= Beginning of Section =
PR #2249, opened 2022-08-03
Upgrade Backstop

davidrapson:
Upgrades to the latest version of Backstop. This version includes playwright as an engine options so we include a couple of options in CI to avoid installing browser engines we don't need.

Updates snapshots to account for a slight change in the engines.


marianayovcheva (approved):
Nice! I guess it's expected that some of the references needed to regenerate?

davidrapson:
> I guess it's expected that some of the references needed to regenerate?

Yeah, it'll use a newer version of chromium behind the scenes and the font rendering seems to have changed _very_ slightly (although I can't really see the difference, backstop seems to notice)

PR #2251, opened 2022-08-05
Documentation website theme

davidrapson:
image


scss/6-components/_navigation.scss
```diff
@@ -6,7 +6,7 @@
 .cads-navigation {
   display: flex;
   justify-content: space-between;
-  background-color: $cads-language__brand-primary;
```
davidrapson, line 9: This was using too broad a variable, so needed to make a dedicated language var for this to avoid changing too much in the docs site context

scss/1-settings/_colour-language.scss
```diff
@@ -29,6 +29,7 @@ $cads-language__warning-colour: palette.$cads-palette__red !default;
 $cads-language__success-colour: palette.$cads-palette__green !default;
 
 // Navigation colours
+$cads-language__nav-background-colour: $cads-language__brand-primary !default;
```
davidrapson, line 32: @marianayovcheva Just an FYI that I've needed to add this and we'll probably need to reconcile things whenever you pick https://github.com/citizensadvice/design-system/pull/1863 back up again

design-system-docs/frontend/styles/_header.scss
```diff
@@ -0,0 +1,47 @@
...
+
+  &:hover,
+  &:focus,
+  &:focus:hover,
+  &:active  {
+    border: none;
+    background-color: transparent;
+    margin-bottom: -3px;
+    border-bottom: 3px solid white;
+  }
```
davidrapson, line 39: This seems like a less messy way of treating the logo when linked compared to what we usually do. Sets a thick border on hover rather than messing with colours.

design-system-docs/frontend/styles/_header.scss
```diff
@@ -0,0 +1,47 @@
...
+
+.cads-header {
+  border-bottom: $cads-border-width-small solid $cads-palette__white;
+
+  // Allow logo row to use auto-width
+  // @TODO: Currently uses grid styles and must always be 2-cols, which seems wrong?
+  .cads-header__logo-row {
+    width: auto;
+    max-width: none;
+  }
```
davidrapson, line 13: Noticed this is a problem on products, where the logos actually overflow technically. The header might make sense using more forgiving grid styles here.

design-system-docs/frontend/styles/_footer.scss
```diff
@@ -0,0 +1,37 @@
...
+    }
+  }
```
davidrapson, line 36: This is more complex than it needs to be a) because the footer logo is a link, should it be? and b) because we don't provide a standard way of either customising this logo or reversing it out.

marianayovcheva: Personally I don't mind it being a link but I now that I think about it, I have more questions than answers 😅 
- if we use the main CA logo, should it not link to the public website site instead?
- can we insert the svg, similarly to how it's done in the header, and then replace every white fill with currentColour ( this also depends a lot on the logo itself)?
- should the header logo and the footer logo have the same focus state?

design-system-docs/frontend/styles/_footer.scss
```diff
@@ -0,0 +1,37 @@
...
+    width: 99px;
+    height: 107px;
+    margin-top: 0;
+
+    &:focus {
```
marianayovcheva, line 18: This is nitpicky so feel free to ignore - should we also use a different colour border bottom on focus (currently black)

marianayovcheva (approved):
This is very nice! Adding the theme really brings the docs site to life! 👏 
I've added a couple of comments but nothing blocking

design-system-docs/frontend/styles/_footer.scss
davidrapson: Yep, I had the same thoughts. I agree making it an SVG would be useful and probably should have the same focus states. I'd be surprised if anyone knew it was a link or clicked on it. We could probably find out from heatmaps of the public site.

design-system-docs/frontend/styles/_footer.scss
davidrapson: Probably yep. What I'll do is come back to the footer logo in a separate PR as I think there's some useful questions there. This code is a bit gross but mirrors what intranet/advisernet do now so we should probably try and fix it up in a more general way.

PR #472, opened 2019-10-24
docs: explain need to transpile nanoid for ie11 support

danielroe:
The current version of `nanoid` uses `Math.clz32` which is not supported by IE11. This documentation change explains the need to transpile `nanoid` for projects that need to support IE11.


pi0:
Update: Removed from docs. Now we always transpile nanoid to be less tricky :)

PR #489, opened 2019-11-24
feat: use nuxt's base url setting

NickBolles:


paf-npunzalan:
Hi, is there any chance this PR will be included on a release? We are also having the same issue when a base uri on nuxt router is used. As of now we extended the oauth2 scheme and apply the same fix here to workaround the issue.

mihailpw:
Guys, any updates?

PR #492, opened 2019-12-03
fix(core): support querystring only url for `isRelativeURL`

yangineer:
Currently, the `isRelativeURL` regex returns false for urls with only querystring or hash part.
- `/?query=foo`
- `/#bar`.

This prevents redirection to those urls in the auth callback.

This PR fixes the issue.


Swierkowski:
Could this be released in minor release shortly? It seems to be really simple fix.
= End of Section =
What this task involves — Where does the string "references" appear in the records above? Show every line that holds it.

Solution to the problem —
Nice! I guess it's expected that some of the references needed to regenerate?
> I guess it's expected that some of the references needed to regenerate?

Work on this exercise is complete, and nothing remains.